Family of Murder Victim Outraged by Fed Judge Rule: CA Death Penalty Unconstitutional

Family of Murder Victim Outraged by Fed Judge Rule: CA Death Penalty Unconstitutional

CBS13 in Sacramento reported on the outrage of one family to a decision by a federal judge that the California death penalty is unconstitutional. 

Santa Ana-based Judge Cormac J. Carney wrote on Wednesday of the 1995 death sentence of Ernest D. Jones, “Allowing this system to continue to threaten Mr. Jones with the slight possibility of death, almost a generation after he was first sentenced, violates the Eighth Amendment’s prohibition against cruel and unusual punishment.” 

Carney added that death row inmates await execution with “complete uncertainty as to when, or even whether, it will ever come.” He called the death penalty system, “dysfunctional.”

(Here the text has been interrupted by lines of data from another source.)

PR #2195, opened 2025-10-09
Silence `gopls` hints

CatsDeservePets:
This pull requests adds suggestions by `gopls`:
- should not use underscores in Go names; var foo_bar should be fooBar
- Ranging over SplitSeq is more efficient
- HasPrefix + TrimPrefix can be simplified to CutPrefix

### DIFF
--- a/copy.go
+++ b/copy.go
@@ -61,11 +61,11 @@ func copyFile(src, dst string, preserve []string, info os.FileInfo, nums chan in
 	}
 	defer r.Close()
 
-	var dst_mode os.FileMode = 0o666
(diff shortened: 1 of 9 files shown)


copy.go
```diff
@@ -132,11 +132,11 @@ func copyAll(srcs []string, dstDir string, preserve []string) (nums chan int64,
 				newPath := filepath.Join(dst, rel)
 				switch {
 				case info.IsDir():
-					var dst_mode = os.ModePerm
+					dstMode := os.ModePerm
```
CatsDeservePets, line 135: `gofmt` decided to remove the `var` here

Meanwhile, Terry Winchell’s family has been waiting since 1981 for her murderer, Michael Morales, to be executed. He was two hours from being executed in 2006 when the state stopped executions.

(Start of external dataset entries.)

PR #2200, opened 2025-10-12
Add usage to documentation

CatsDeservePets:
This PR adds command line options to the man page/documentation.

- Follow-up to https://github.com/gokcehan/lf/pull/2149


CatsDeservePets:
Hey @joelim-work,
I could need your help here!

Any idea how to deal with `GitHub` not recognising `:`?
It looks perfectly fine as a man page:
Screenshot 2025-10-13 at 4 19 21 AM


But it looks not so good here:
Screenshot 2025-10-13 at 4 24 06 AM

doc.md
```diff
@@ -32,7 +32,87 @@ This documentation can either be read from the terminal using `lf -doc` or onlin
...
+**-help**  
+: Show command-line usage and exit.
+
+**-version**  
+: Show version information and exit.
+
+## STARTUP & CONFIGURATION
+
+**-command** *command*  
+: Execute *command* during client initialization (i.e. after reading configuration, before `on-init`). Multiple commands can be provided at once by chaining them with ";".
```
joelim-work: You can also just specify `-command` multiple times:

```sh
 lf -command 'set hidden' -command 'set reverse'
```

doc.md
```diff
@@ -32,7 +32,87 @@ This documentation can either be read from the terminal using `lf -doc` or onlin
...
+Open Downloads and set `sortby` and `info` to creation date  
+: lf -command 'set info btime; set sortby btime' ~/Downloads
+
+Start a private session  
+: lf -command 'set nohistory' -single
+
+Use default settings and log current session  
+: lf -config /dev/null -log /tmp/lf.log
+
+Force-quit the sever
```
joelim-work:
```suggestion
Force-quit the server  
```

doc.md
```diff
@@ -32,7 +32,87 @@ This documentation can either be read from the terminal using `lf -doc` or onlin
...
+Start a private session  
+: lf -command 'set nohistory' -single
+
+Use default settings and log current session  
+: lf -config /dev/null -log /tmp/lf.log
+
+Force-quit the sever  
+: lf -remote 'quit!'
+
+Inherite lf's working directory in your shell
```
joelim-work:
```suggestion
Inherit lf's working directory in your shell  
```

doc.md
```diff
@@ -32,7 +32,87 @@ This documentation can either be read from the terminal using `lf -doc` or onlin
...
+**-cpuprofile** *path*  
+: Write a CPU profile to *path*. The profile can be used by `go tool pprof`.
+
+**-memprofile** *path*  
+: Write a memory profile to *path*. The profile can be used by `go tool pprof`.
+
+# EXAMPLES
+
+Use lf to select images (assumes `filtermethod` is `glob`)  
+: lf -command 'push :setfilter<space>*jpg<enter>' -print-selection
```
joelim-work: This example technically works, but will also leave users confused as to why the simpler `lf -command 'setfilter *.jpg'` doesn't work. I don't think there's a good solution to this though, because filters (and various other features) only work after a directory has been loaded, which makes scripting commands unreliable and prone to race conditions.

Setting other options like `info` and `sortby` below work because they are global options and will be applied to a directory once it has been loaded.

doc.md
```diff
@@ -32,7 +32,87 @@ This documentation can either be read from the terminal using `lf -doc` or onlin
...
+
+Open Downloads and set `sortby` and `info` to creation date  
+: lf -command 'set info btime; set sortby btime' ~/Downloads
+
+Start a private session  
+: lf -command 'set nohistory' -single
```
joelim-work: Just so you know, even if saving the history is disabled, other state will still be persisted, including cut/copied files, marks and tags.

joelim-work:
> Any idea how to deal with `GitHub` not recognising `:`?

I'm not sure about this, it looks like GFM just simply doesn't support definition lists. Pandoc isn't a magical tool - it is subject to the limitation that different formats support different features and therefore don't translate cleanly to each other. It's probably fine to just use the same style as what is done when describing options/commands, and think about addressing it separately.

I'm also not a fan of adding whitespace at the end of lines even if it is valid Markdown syntax, it is easy to miss and often gets removed by text editors.

doc.md
CatsDeservePets: Good catch, thanks! I just assumed the flag would get overridden as that is the default behaviour of the `flag` package.
Nice implementation of the `Value` interface. I never considered using it that way to allow passing flags multiple times. Might use that myself.

doc.md
CatsDeservePets: Thanks!

doc.md
CatsDeservePets: Fair point, I will remove this example.

CatsDeservePets: OK, I came up with a different approach:
```shell
# Use lf to select files (while hiding certain file types)  
lf -command 'set hiddenfiles "*mp4:*pdf:*txt"' -print-selection
```

doc.md
CatsDeservePets: You are right, I did not think of this...

CatsDeservePets:
> > Any idea how to deal with `GitHub` not recognising `:`?
> 
> I'm not sure about this, it looks like GFM just simply doesn't support definition lists. Pandoc isn't a magical tool - it is subject to the limitation that different formats support different features and therefore don't translate cleanly to each other. 

Yeah, I thought perhaps you knew some kind of markdown syntax that I wasn't aware of that could help here.

> It's probably fine to just use the same style as what is done when describing options/commands, and think about addressing it separately.

This seems to be reasonable. Apparently, Pandoc supports custom [Lua filters](https://pandoc.org/lua-filters.html) for pre-processing. I will take a look at this later.

> I'm also not a fan of adding whitespace at the end of lines even if it is valid Markdown syntax, it is easy to miss and often gets removed by text editors.

Me neither. However, this was the only syntax that worked for me (I spend more time trying to properly format it in markdown than actually writing the help). Might also be fixable using `Lua`.

gen/doc.sh
```diff
@@ -28,7 +28,7 @@ generate_man_page() {
         --volume "$PWD:/data" \
         "$@" "$PANDOC_IMAGE" \
         --standalone \
-        --from gfm --to man \
+        --from gfm+definition_lists --to man \
```
joelim-work: Shouldn't this also be done for `generate_plain_text` as well?

joelim-work:
Even without the issue of trailing whitespace, I doubt it's a good idea to use the `:` syntax directly in `doc.md` file because it is not part of GFM and doesn't render properly in GitHub.

So I wasn't aware that Pandoc could be customized using filters, in that case the only thing I can think of is to use raw HTML directly in Markdown:

```html
<dl>
  <dt>feature</dt>
  <dd>description of feature</dd>
</dl>
```

And then write a Lua filter to convert that into a [`pandoc.DefinitionList`](https://pandoc.org/lua-filters.html#pandoc.DefinitionList). I don't know if that introduces too much complexity to be worth having or not though.

**EDIT:** I just realized you can't use Markdown syntax inside raw HTML - perhaps you can try a different element like a Markdown table, but it does sound hacky.

gen/doc.sh
CatsDeservePets: True, I completely focused on the man page and and the GitHub presentation.

CatsDeservePets:
@joelim-work 
Ok, I finally found a way that satisfies me.

| Man page | Help text | GitHub |
|-----------|------------|---------|
|  |  |  |


I don't know whether my filter could be simplified, but I am quite happy with it. I don't think it introduces too much complexity

Info: I used [StyLua](https://github.com/JohnnyMorganz/StyLua) to have consistent, opinionated formatting.

gen/deflist.lua
```diff
@@ -0,0 +1,44 @@
...
+			end
+			out:insert(b)
+		elseif in_opts and is_term(b) then
+			-- Collect definition for current term
+			local def = List()
+			while blocks[i] and blocks[i].tag ~= "Header" and not is_term(blocks[i]) do
+				def:insert(blocks[i])
+				i = i + 1
+			end
+			out:insert(pandoc.DefinitionList({ { b.content, { def } } }))
```
joelim-work: NIT: I think you meant to define `local DefinitionList = pancdoc.DefinitionList` at the top for convenience here.

gen/doc.sh
```diff
@@ -28,7 +28,8 @@ generate_man_page() {
         --volume "$PWD:/data" \
         "$@" "$PANDOC_IMAGE" \
         --standalone \
-        --from gfm --to man \
+        --lua-filter /data/gen/deflist.lua \
+        --from gfm+definition_lists --to man \
```
joelim-work: You don't need `+definition_lists` anymore since it's now done by the Lua filter. Same for below.

gen/deflist.lua
```diff
@@ -0,0 +1,44 @@
...
+	local i = 1
+	local in_opts, lvl = false, nil
+
+	while blocks[i] do
+		local b = blocks[i]
+		i = i + 1
+
+		if b.tag == "Header" then
+			-- Apply definition lists inside "OPTIONS" only
+			if stringify(b.content) == "OPTIONS" then
```
joelim-work, line 24: There is already a section called `OPTIONS` in the documentation for describing configuration options. Maybe you can rename this to something like `COMMAND-LINE OPTIONS` instead.

joelim-work (commented):
The Lua script looks fine, I only had a few minor comments.

Regarding the logic of the script, I don't really think there's any way to simplify it - what you're trying to do is map multiple block elements to a single one, rather than perform a simple one to one mapping.

The only concern I have is that if you're going to loop over block elements like this, the logic will end up being more complex if you do other kinds of processing (e.g. converting the COMMANDS and OPTIONS sections to use definition lists as well).

gen/deflist.lua
CatsDeservePets: You are right, I somewhat missed that. I used all kinds of other `man pages` as a reference, and one of the things they almost all got in common was calling it `OPTIONS`. I am fine with changing it. However, another idea could be renaming the older `OPTIONS` to `SETTINGS` instead (that is what `ranger` does as well).

gen/doc.sh
CatsDeservePets: Thanks.

CatsDeservePets:
> The only concern I have is that if you're going to loop over block elements like this, the logic will end up being more complex if you do other kinds of processing (e.g. converting the COMMANDS and OPTIONS sections to use definition lists as well).

I do not plan this at all. I think the current design looks mostly fine on both the man page and GitHub (the plain help could be improved by some more indentation but I am sure it's not worth it). The reason why I did it for the command line part is that there are more or less conventions about the design which I could not achieve otherwise.

gen/deflist.lua
joelim-work: I'm fine with either, as long as they're named differently.

CatsDeservePets:
If everything looks good to you now, I will generate the documentation and merge it.
Thanks for taking your time even though you wanted to slow down.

Brian Chalk, Winchell’s brother, said, “This is a slap in the face not only to the families, but I think to every citizen… The system’s broke. It’s not working. Over 30 years on death row? It’s not working. You either execute him or put him back among the general population. I’m tired of paying to keep this guy alive.”

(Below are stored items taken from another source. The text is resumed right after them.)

PR #2203, opened 2025-10-15
golangci-lint: add config, fix code, update GitHub action

c4rlo:
- Add a [golangci-lint](https://golangci-lint.run/) config file that includes a good amount of linters. I notice that the [CONTRIBUTING.md](https://github.com/gokcehan/lf/blob/master/CONTRIBUTING.md) already mentions it, so it seems to make sense to include it in our CI.
- Fix the code to comply, including some (probably minor) bug fixes as well as style issues.
- Replace GitHub action step "staticcheck" with "golangci-lint"; note that golangci-lint includes staticcheck by default.

Note that we explicitly disable the `errcheck` linter, which verifies that returned `error` values are checked, since there are lots of violations of that, many but not all of which are arguably harmless. I may look into addressing those issues and adding `errcheck` in a subsequent PR, if and when this one has been merged.

### DIFF
--- a/.github/workflows/go.yml
+++ b/.github/workflows/go.yml
@@ -42,7 +42,7 @@ jobs:
       - name: golangci-lint
         uses: golangci/golangci-lint-action@v8
         with:
-          version: latest
+          version: v2.5.0
 
   build:
     runs-on: ubuntu-latest


.github/workflows/go.yml
```diff
@@ -39,10 +39,10 @@ jobs:
       - name: Test
         run: go test -v ./...
 
-      - uses: dominikh/staticcheck-action@v1.4.0
+      - name: golangci-lint
+        uses: golangci/golangci-lint-action@v8
         with:
-          version: "2025.1.1"
-          install-go: false
+          version: latest
```
c4rlo: This defines the golangci-lint version to use. We could alternatively pin a particular version, it would just mean more effort to keep it up-to-date.

nav.go
```diff
@@ -719,18 +719,18 @@ func (nav *nav) exportFiles() {
 func (nav *nav) previewLoop(ui *ui) {
 	var prev string
 	for path := range nav.previewChan {
-		clear := len(path) == 0
```
c4rlo, line 722: This was shadowing the built-in function `clear()`.

ui.go
```diff
@@ -937,12 +937,12 @@ func (ui *ui) drawRuler(nav *nav) {
 		percentage = fmt.Sprintf("%2d%%", beg*100/(tot-nav.height))
 	}
 
-	copy := 0
```
c4rlo, line 940: This was shadowing the built-in `copy()` function.

nav.go
```diff
@@ -791,7 +791,7 @@ func (nav *nav) preview(path string, win *win) {
 
 		defer func() {
 			if err := cmd.Wait(); err != nil {
-				if e, ok := err.(*exec.ExitError); ok {
+				if e, ok := err.(*exec.ExitError); ok { //nolint:errorlint
```
c4rlo, line 794: This was saying we should use [`errors.As()`](https://pkg.go.dev/errors#As). However, that's not actually necessary here.

nav.go
```diff
@@ -1214,7 +1214,7 @@ func (nav *nav) save(mode clipboardMode) error {
 
 func (nav *nav) copyAsync(app *app, srcs []string, dstDir string) {
 	errCount := 0
-	sendErr := func(format string, a ...any) {
+	sendErr := func(format string, a ...any) { //nolint:unparam
```
c4rlo, line 1217: Here the linter was pointing out that all callers pass the same value for `format`, namely `"%v"`, hence suggesting to remove that parameter. However, I noticed that the very similar function `moveAsync` has an equivalent `sendErr` function where that is not the case, and so for symmetry reasons it probably makes sense to keep it the way it is.

nav.go
```diff
@@ -661,13 +661,13 @@ func (nav *nav) reload() error {
...
 	curr, err := nav.currFile()
-	nav.getDirs(nav.currDir().path)
+	nav.updateDirs(nav.currDir().path)
 	if err == nil {
 		last := nav.dirs[len(nav.dirs)-1]
 		last.files = append(last.files, curr)
 	}
 
-	return nil
+	return err
```
c4rlo, line 670: It seems to make more sense to pass on the error to the caller instead of silently swallowing it. Thus, this seems like an actual bug found by the linter.

.github/workflows/go.yml
CatsDeservePets: I think pinning a version to keep it deterministic might be the better way.
It's not that much effort if be bump it with `Dependabot` like we did before: 
- https://github.com/gokcehan/lf/pull/2029

c4rlo: Ok, you may be right that it's overall less trouble that way. I've updated it to pin the version.

Having said that, the PR you reference only bumped the version of the staticcheck GitHub action itself, not the version of staticcheck it uses. The last time that version was updated was apparently done manually in #2164.

complete.go
```diff
@@ -233,7 +233,8 @@ func matchList(s string, words []string) (matches []compMatch, result string) {
 }
 
 func matchCmd(s string) (matches []compMatch, result string) {
-	words := append(gCmdWords, slices.Collect(maps.Keys(gOpts.cmds))...)
```
c4rlo, line 236: This wasn't safe: it might have modified `gCmdWords`.

ui.go
```diff
@@ -523,7 +523,7 @@ func (win *win) printDir(ui *ui, dir *dir, context *dirContext, dirStyle *dirSty
 			// print tag separately as it can contain color escape sequences
 			win.print(ui.screen, lnwidth+1, i, st, fmt.Sprintf(cursorFmt, tag))
 
-			line := append(icon, filename...)
```
c4rlo, line 526: This too wasn't safe (or at least not obviously so): it might have modified `icon`.

ui.go
```diff
@@ -547,7 +547,7 @@ func (win *win) printDir(ui *ui, dir *dir, context *dirContext, dirStyle *dirSty
 				win.print(ui.screen, lnwidth+2, i, iconStyle, string(icon))
 			}
 
-			line := append(filename, ' ')
```
c4rlo, line 550: Likewise.

.github/workflows/go.yml
CatsDeservePets: Oh, you are right about that!

df_statfs.go
```diff
@@ -17,5 +17,6 @@ func diskFree(wd string) string {
 	}
 
 	// Available blocks * size per block = available space in bytes
-	return "df: " + humanize(uint64(stat.Bavail)*uint64(stat.Bsize))
+	// The conversion is necessary on some platforms, hence silencing the linter.
+	return "df: " + humanize(uint64(stat.Bavail)*uint64(stat.Bsize)) //nolint:unconvert
```
CatsDeservePets: I really don't like all these `//nolint` comments in here.
How is anyone who doesn't use a linter supposed to know about this?

eval.go
```diff
@@ -463,7 +463,7 @@ func (e *setExpr) eval(app *app, args []string) {
 	app.ui.echo("")
 }
 
-func (e *setLocalExpr) eval(app *app, args []string) {
+func (e *setLocalExpr) eval(app *app, _ []string) {
```
CatsDeservePets: This seems like a good change tbh. I wonder why `gopls` did not complain about `unused parameters` here for me.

Chalk added, “I want the judge to make sure the lawyers don’t get in the way, to follow through with the penalty. I guarantee you these lawyers, that are fighting for these guys, or the judges that are overturning these things have not had this happen in their life or to their family because if they have, they would not be doing this.”

Chalk, who sued with his family in the last couple of years to have Morales executed, concluded that the judge’s decision tells death row inmates and future death row inmates that they would not have to fear the death penalty.

There are 748 inmates on California’s death row.